Issue #21, opened 2020-01-02
Support mods that use ForgeHooks, ForgeEventFactory, etc directly


coderbot16:
Some mods call these functions directly. Patchwork splits them up per module, so we'll need to have a separate module that implements the original Forge versions. Perhaps the module could be `patchwork-event-dispatcher`?

* [ ] [WaMod - MoreBlockVariants](https://www.curseforge.com/minecraft/mc-mods/wamod-more-block-variants)
  * [ ] `ForgeEventFactory#saplingGrowTree`

kitlith:
Outdated issue, this has been implemented (and is even being revisited, heh.)

PR #115, opened 2020-07-09
Implement ForgeHooks, ForgeEventFactory, etc.

kitlith:
Doesn't immediately fix the mod listed in #21 as that specific event either doesn't have a method in EntityEvents or isn't implemented yet. Lays some foundataion I guess.

The PR isn't done yet (gotta check the rest of the events modules at least), but I figured I'd get the bikeshed party started early since I've reached a place where it makes sense to pause.


kitlith:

* * * * * * * * *

| Problem to solve |
Go to the line in the listing above that has "Outdated issue, this" in it. Set down that line and each one after it, exactly.

| Output for this task |
Outdated issue, this has been implemented (and is even being revisited, heh.)

PR #115, opened 2020-07-09
Implement ForgeHooks, ForgeEventFactory, etc.

kitlith:
Doesn't immediately fix the mod listed in #21 as that specific event either doesn't have a method in EntityEvents or isn't implemented yet. Lays some foundataion I guess.

The PR isn't done yet (gotta check the rest of the events modules at least), but I figured I'd get the bikeshed party started early since I've reached a place where it makes sense to pause.


kitlith:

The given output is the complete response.